═══ DATA FOR THE TASK ═══
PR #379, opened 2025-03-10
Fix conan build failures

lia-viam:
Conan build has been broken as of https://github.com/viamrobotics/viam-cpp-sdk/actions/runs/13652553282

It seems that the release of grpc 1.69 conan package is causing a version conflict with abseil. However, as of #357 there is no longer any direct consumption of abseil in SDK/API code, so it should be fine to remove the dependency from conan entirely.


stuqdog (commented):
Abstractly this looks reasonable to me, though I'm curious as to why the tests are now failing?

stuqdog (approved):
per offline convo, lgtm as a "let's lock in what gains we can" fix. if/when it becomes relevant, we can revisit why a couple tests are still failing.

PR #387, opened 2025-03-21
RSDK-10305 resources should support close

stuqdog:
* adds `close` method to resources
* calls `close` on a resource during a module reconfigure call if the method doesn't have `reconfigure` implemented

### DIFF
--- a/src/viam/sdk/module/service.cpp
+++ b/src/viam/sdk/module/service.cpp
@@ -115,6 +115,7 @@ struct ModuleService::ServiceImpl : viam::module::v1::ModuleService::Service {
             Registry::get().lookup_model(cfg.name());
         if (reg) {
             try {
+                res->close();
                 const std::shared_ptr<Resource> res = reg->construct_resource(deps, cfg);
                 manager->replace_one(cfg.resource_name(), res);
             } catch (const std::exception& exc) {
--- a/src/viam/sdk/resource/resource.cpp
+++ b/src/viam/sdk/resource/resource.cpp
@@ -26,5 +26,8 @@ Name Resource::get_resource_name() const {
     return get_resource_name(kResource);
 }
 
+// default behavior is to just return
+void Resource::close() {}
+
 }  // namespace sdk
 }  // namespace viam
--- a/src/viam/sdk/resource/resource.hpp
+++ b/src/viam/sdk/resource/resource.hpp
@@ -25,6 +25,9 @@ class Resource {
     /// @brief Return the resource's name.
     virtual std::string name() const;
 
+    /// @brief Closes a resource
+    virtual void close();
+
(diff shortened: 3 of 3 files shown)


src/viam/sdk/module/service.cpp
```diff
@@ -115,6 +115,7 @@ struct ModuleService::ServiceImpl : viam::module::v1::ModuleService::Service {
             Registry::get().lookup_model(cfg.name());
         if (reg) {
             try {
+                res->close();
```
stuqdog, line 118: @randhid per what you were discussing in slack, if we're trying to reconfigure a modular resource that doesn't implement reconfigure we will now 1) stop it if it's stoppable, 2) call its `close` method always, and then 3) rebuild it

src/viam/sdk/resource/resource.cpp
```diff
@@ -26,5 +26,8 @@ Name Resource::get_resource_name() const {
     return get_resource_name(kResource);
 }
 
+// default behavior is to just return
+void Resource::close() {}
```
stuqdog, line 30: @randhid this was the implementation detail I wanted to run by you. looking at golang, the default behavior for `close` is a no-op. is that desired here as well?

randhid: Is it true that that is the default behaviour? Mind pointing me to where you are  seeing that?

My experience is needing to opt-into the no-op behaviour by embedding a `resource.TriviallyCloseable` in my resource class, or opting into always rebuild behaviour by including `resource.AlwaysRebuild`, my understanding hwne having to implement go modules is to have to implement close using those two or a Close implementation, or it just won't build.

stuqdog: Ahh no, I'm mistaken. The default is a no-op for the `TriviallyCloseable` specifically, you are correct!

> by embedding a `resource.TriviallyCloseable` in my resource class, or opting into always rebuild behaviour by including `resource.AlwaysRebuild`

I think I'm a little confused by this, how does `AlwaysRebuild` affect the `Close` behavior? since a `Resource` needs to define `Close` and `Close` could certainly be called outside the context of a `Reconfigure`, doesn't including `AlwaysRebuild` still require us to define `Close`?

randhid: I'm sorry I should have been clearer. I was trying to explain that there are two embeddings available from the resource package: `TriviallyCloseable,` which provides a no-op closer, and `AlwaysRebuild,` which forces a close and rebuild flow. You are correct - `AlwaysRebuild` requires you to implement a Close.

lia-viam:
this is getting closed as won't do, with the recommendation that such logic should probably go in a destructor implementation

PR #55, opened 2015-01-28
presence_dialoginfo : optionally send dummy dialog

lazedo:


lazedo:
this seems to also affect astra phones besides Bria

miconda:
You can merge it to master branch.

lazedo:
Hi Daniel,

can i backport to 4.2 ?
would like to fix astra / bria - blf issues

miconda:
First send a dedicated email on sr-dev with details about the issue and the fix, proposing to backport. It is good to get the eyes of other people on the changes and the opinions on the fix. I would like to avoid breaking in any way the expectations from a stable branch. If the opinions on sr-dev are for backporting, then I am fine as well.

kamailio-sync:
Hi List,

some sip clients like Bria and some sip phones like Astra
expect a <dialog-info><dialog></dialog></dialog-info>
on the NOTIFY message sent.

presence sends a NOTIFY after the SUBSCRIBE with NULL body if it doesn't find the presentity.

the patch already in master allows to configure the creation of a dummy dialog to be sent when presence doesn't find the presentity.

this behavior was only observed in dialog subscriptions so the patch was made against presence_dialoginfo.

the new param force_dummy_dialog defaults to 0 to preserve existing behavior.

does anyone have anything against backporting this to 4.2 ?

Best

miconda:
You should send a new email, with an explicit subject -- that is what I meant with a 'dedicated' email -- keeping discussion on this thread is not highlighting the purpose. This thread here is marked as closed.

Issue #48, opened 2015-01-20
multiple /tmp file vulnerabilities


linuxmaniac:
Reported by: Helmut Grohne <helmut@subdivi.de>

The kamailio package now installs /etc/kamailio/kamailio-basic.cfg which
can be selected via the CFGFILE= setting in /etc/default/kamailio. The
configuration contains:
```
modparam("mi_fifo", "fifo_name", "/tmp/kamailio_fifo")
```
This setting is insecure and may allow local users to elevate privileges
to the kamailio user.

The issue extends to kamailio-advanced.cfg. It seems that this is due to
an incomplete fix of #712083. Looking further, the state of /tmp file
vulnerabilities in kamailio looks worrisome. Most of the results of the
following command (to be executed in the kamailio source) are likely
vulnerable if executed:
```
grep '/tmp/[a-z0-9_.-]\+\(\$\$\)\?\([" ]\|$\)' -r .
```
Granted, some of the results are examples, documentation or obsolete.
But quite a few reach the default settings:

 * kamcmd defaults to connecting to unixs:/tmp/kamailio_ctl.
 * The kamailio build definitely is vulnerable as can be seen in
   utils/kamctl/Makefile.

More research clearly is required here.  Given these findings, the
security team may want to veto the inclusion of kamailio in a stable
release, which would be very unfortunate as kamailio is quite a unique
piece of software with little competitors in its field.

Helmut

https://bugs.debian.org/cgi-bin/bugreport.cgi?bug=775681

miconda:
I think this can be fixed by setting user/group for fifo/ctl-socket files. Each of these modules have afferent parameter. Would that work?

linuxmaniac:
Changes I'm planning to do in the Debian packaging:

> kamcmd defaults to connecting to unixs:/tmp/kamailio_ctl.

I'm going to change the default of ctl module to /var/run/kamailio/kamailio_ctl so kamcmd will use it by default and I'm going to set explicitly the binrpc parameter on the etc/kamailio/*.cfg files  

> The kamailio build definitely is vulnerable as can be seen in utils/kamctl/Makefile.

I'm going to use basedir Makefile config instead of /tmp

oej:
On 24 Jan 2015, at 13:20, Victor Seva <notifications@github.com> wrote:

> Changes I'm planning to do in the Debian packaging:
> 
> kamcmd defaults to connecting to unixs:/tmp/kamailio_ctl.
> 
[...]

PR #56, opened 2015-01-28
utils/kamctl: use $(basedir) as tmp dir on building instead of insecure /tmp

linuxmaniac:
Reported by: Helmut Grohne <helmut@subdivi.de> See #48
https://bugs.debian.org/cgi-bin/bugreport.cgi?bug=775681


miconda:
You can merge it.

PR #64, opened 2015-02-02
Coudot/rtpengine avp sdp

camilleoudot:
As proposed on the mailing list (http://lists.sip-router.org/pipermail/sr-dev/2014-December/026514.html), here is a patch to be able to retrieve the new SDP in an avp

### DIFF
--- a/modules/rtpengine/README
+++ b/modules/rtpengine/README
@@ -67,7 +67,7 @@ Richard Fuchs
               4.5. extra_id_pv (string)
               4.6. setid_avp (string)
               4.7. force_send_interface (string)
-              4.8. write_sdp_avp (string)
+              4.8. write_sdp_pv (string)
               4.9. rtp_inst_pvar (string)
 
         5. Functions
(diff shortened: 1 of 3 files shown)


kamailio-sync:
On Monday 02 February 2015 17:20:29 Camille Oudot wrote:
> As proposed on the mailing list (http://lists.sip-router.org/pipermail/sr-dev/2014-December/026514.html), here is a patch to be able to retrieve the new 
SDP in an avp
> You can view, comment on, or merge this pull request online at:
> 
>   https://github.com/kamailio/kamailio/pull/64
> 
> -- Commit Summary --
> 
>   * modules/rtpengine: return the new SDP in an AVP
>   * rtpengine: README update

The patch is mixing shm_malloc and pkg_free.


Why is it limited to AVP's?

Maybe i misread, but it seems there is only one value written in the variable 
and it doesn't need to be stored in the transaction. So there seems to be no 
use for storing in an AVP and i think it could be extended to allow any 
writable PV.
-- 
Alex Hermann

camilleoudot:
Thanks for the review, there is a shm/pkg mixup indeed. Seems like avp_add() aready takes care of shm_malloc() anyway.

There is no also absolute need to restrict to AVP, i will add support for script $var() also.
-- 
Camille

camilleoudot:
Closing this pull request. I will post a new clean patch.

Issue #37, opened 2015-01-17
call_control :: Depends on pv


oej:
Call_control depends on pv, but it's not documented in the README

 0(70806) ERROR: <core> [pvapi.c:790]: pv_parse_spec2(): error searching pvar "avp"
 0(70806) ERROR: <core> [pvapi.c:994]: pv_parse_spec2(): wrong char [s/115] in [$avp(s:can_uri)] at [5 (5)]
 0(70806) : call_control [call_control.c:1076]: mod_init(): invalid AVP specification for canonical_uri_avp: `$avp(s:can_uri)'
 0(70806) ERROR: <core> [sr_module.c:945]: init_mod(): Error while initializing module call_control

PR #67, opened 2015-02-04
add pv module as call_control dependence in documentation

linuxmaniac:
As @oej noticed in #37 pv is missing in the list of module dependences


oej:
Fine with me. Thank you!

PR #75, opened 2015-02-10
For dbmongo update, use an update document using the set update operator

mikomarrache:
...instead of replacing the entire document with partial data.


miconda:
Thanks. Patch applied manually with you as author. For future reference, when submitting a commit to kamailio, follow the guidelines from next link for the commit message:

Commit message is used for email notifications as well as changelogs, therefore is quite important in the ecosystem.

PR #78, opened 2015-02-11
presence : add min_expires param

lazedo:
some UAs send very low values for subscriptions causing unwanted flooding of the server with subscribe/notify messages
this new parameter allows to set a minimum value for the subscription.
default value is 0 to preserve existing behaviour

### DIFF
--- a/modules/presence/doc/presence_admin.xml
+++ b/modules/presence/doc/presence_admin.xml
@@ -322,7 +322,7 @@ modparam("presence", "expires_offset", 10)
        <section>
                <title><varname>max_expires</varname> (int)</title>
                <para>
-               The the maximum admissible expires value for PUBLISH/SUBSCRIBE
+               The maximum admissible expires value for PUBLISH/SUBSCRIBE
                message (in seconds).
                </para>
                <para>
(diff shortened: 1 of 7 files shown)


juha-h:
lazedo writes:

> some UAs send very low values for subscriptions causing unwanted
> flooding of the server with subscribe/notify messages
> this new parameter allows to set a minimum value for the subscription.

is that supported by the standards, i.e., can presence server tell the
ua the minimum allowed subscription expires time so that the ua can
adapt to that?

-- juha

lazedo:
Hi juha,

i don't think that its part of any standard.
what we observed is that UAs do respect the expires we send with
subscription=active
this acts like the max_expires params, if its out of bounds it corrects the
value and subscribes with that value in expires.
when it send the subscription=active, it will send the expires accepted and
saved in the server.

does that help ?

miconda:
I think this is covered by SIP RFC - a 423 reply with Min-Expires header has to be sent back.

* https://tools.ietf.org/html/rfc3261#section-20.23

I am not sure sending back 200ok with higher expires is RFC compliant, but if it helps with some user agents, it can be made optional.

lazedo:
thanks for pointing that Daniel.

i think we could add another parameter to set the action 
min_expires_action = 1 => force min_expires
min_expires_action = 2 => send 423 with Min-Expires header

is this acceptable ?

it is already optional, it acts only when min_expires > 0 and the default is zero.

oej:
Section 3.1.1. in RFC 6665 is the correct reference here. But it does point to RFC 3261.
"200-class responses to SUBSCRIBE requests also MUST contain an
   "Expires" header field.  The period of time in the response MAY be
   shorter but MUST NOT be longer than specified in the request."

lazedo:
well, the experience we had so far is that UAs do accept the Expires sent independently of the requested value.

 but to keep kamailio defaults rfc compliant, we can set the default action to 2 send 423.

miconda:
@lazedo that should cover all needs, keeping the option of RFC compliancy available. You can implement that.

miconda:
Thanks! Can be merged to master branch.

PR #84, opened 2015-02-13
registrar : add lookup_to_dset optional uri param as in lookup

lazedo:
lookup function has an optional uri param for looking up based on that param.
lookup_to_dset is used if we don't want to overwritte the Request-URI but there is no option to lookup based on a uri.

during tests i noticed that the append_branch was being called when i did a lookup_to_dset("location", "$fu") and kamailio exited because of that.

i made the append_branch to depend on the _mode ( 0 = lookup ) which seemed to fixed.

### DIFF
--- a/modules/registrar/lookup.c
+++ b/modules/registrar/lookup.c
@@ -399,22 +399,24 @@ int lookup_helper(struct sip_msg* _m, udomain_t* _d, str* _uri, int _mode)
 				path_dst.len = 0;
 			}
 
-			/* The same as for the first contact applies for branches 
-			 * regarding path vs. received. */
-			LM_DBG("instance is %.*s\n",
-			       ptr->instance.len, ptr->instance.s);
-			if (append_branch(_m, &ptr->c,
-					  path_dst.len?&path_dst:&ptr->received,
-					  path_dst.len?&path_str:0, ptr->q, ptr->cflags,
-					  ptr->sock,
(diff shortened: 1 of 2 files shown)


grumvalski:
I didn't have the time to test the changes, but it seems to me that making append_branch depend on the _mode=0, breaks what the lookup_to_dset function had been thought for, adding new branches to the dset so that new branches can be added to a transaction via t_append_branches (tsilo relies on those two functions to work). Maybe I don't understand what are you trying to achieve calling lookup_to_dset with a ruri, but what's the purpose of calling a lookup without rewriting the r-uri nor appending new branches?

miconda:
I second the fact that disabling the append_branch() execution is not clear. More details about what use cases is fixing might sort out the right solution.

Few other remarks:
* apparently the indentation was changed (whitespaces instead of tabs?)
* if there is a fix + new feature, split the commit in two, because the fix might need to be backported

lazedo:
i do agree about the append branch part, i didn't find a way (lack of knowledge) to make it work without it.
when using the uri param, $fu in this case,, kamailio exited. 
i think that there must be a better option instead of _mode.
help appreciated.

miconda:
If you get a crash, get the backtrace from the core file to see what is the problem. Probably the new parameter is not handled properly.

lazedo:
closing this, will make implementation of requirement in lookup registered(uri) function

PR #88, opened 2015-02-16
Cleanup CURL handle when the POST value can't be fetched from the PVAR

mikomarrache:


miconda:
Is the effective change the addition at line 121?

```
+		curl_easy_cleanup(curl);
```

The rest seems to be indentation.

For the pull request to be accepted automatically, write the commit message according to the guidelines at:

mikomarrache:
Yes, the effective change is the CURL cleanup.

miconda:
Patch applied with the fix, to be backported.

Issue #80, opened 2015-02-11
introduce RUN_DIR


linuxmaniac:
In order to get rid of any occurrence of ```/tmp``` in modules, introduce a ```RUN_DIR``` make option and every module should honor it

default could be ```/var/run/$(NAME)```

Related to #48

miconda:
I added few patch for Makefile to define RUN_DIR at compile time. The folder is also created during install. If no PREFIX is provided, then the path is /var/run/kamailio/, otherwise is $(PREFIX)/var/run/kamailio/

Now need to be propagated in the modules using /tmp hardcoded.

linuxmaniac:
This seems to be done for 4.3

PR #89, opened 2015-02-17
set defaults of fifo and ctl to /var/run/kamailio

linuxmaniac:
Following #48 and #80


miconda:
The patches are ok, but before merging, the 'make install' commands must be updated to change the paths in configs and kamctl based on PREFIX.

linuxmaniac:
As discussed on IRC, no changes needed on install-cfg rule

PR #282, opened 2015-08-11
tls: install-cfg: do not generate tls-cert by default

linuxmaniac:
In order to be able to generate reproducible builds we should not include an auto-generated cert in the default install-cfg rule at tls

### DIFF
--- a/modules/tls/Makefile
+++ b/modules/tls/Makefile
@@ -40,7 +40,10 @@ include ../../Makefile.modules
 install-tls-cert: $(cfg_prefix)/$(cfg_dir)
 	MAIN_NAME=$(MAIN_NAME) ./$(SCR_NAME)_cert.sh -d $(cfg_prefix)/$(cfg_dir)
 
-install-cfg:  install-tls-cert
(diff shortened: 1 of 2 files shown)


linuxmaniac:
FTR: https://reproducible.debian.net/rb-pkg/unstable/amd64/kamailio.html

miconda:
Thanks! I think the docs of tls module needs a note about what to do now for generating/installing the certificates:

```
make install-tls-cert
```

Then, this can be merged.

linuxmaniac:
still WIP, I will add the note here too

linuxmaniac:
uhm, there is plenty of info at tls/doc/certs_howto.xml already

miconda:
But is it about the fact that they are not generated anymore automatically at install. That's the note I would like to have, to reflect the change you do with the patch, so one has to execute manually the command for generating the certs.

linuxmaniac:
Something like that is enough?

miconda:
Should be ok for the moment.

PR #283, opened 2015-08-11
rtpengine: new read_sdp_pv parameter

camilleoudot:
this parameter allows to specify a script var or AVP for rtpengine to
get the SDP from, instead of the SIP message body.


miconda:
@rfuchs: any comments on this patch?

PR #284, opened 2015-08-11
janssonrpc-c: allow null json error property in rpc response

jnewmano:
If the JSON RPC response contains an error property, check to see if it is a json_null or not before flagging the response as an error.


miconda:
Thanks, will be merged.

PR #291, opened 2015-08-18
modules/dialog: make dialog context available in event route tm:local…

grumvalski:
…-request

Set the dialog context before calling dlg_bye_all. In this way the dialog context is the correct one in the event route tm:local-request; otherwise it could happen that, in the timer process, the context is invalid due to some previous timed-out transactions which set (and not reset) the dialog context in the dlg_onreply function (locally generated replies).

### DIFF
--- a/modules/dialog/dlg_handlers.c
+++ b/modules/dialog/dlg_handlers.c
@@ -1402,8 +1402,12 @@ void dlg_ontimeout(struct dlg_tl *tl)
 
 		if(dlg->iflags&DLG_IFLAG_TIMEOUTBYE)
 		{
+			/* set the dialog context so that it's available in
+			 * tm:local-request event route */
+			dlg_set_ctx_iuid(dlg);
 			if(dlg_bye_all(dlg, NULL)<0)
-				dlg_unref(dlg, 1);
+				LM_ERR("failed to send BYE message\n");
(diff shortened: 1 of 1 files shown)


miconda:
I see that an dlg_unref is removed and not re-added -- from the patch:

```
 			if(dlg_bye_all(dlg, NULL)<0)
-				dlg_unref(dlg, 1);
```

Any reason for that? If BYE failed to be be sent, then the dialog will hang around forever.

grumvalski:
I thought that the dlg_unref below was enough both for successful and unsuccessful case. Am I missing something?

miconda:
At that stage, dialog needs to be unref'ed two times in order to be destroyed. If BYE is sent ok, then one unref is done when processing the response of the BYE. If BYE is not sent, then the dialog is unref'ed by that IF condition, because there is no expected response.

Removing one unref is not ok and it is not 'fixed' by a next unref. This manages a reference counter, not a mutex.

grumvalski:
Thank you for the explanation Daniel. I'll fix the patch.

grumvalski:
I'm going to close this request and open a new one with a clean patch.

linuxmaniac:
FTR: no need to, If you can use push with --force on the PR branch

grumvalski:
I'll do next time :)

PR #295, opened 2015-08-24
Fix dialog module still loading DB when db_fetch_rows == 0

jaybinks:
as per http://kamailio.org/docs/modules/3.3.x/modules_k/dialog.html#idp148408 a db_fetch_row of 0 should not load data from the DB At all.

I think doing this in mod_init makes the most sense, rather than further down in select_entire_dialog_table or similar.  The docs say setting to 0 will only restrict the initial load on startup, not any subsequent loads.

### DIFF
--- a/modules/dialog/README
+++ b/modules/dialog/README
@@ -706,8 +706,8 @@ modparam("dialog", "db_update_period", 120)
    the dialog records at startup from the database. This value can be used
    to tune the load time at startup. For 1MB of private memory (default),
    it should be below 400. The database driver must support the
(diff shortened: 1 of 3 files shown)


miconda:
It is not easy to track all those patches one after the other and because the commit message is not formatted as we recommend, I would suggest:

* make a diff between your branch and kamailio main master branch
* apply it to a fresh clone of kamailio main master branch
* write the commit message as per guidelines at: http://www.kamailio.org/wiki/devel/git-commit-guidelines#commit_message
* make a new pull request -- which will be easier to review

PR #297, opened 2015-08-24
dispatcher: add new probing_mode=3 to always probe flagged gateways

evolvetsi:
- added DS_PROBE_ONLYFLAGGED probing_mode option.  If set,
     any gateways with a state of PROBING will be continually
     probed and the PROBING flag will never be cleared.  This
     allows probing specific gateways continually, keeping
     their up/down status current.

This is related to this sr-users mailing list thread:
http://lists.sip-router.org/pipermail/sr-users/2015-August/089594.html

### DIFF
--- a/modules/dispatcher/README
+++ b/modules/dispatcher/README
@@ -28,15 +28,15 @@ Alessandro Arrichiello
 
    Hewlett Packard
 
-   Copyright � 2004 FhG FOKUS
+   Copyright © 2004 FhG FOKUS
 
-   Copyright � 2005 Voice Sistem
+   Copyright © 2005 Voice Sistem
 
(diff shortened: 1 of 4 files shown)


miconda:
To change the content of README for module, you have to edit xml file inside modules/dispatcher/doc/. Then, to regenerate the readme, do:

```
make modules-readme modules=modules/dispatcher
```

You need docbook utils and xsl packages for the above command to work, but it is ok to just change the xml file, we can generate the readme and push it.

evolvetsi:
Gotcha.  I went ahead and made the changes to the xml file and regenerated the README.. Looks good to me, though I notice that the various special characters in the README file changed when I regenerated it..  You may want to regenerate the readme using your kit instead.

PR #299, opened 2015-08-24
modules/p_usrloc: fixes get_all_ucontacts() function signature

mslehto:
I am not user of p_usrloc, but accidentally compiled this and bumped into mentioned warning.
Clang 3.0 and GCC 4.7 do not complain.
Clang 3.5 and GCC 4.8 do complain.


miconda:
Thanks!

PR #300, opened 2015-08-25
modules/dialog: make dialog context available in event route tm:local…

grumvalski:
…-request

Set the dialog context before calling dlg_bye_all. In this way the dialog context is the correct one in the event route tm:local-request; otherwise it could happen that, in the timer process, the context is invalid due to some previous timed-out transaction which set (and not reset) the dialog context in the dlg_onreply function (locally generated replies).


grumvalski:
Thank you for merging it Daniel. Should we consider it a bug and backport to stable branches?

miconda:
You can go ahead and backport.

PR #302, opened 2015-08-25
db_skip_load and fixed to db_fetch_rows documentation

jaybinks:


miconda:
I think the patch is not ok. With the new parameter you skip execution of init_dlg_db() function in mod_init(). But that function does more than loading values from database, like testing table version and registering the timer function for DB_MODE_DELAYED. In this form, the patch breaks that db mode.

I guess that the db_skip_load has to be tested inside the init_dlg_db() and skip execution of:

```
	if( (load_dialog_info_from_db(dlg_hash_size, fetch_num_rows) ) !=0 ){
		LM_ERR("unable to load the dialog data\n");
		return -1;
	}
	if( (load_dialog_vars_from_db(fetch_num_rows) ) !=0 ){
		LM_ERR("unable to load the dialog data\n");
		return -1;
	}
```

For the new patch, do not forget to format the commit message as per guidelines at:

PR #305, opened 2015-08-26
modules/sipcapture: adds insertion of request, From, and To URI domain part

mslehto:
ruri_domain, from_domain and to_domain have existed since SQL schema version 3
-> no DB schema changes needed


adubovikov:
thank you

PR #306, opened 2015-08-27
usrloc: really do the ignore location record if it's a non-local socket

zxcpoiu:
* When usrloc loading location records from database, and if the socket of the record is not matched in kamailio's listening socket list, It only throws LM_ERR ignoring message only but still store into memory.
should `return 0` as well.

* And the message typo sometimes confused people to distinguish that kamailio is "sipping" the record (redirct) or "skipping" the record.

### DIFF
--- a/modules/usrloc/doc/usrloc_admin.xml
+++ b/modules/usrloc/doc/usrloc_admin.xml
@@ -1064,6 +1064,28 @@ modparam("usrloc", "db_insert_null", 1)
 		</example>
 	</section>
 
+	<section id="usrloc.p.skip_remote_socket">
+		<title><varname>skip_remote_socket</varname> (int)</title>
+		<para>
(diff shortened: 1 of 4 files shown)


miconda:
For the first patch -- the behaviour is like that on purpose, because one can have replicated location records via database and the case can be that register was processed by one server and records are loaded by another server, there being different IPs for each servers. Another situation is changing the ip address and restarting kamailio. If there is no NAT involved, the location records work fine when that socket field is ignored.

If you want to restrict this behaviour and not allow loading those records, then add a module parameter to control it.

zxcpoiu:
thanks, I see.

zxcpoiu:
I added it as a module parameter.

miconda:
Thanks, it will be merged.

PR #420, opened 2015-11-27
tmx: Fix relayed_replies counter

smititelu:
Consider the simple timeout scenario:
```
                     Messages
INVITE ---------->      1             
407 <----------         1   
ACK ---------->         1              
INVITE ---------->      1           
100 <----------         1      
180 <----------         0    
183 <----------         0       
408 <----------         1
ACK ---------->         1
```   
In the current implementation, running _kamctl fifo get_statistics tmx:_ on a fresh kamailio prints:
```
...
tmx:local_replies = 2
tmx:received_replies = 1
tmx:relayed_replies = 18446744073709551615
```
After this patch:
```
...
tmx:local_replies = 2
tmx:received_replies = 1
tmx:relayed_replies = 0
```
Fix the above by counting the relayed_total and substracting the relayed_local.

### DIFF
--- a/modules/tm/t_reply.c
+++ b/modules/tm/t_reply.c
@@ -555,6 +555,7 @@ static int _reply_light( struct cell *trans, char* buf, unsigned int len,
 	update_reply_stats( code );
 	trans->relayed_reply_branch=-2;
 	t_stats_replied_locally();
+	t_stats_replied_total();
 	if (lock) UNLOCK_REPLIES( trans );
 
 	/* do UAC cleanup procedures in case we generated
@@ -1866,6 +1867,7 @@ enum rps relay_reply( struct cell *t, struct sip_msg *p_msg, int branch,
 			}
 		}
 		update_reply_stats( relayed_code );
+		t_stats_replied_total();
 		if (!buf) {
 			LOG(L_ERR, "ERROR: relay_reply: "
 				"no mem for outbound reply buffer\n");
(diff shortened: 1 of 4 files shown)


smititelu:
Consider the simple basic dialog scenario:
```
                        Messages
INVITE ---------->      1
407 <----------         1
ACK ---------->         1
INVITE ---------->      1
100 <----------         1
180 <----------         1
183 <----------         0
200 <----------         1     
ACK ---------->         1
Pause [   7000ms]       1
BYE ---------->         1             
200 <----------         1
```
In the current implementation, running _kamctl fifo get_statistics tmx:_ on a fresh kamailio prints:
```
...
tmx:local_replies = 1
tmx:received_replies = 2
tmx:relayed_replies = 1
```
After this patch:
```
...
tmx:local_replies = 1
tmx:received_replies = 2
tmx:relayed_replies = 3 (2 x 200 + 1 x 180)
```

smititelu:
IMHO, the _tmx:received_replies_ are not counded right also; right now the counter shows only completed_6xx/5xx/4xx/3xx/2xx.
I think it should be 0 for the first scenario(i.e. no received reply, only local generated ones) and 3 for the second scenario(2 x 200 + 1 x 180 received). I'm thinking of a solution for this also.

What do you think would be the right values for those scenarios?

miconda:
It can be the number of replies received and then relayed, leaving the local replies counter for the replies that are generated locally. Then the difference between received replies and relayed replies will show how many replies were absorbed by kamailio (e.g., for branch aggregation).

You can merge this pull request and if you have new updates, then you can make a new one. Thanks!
═══
__YOUR INSTRUCTIONS__. Your answer should be each line from the entries that includes the string "good".

__RESULT__.
First send a dedicated email on sr-dev with details about the issue and the fix, proposing to backport. It is good to get the eyes of other people on the changes and the opinions on the fix. I would like to avoid breaking in any way the expectations from a stable branch. If the opinions on sr-dev are for backporting, then I am fine as well.
Gotcha.  I went ahead and made the changes to the xml file and regenerated the README.. Looks good to me, though I notice that the various special characters in the README file changed when I regenerated it..  You may want to regenerate the readme using your kit instead.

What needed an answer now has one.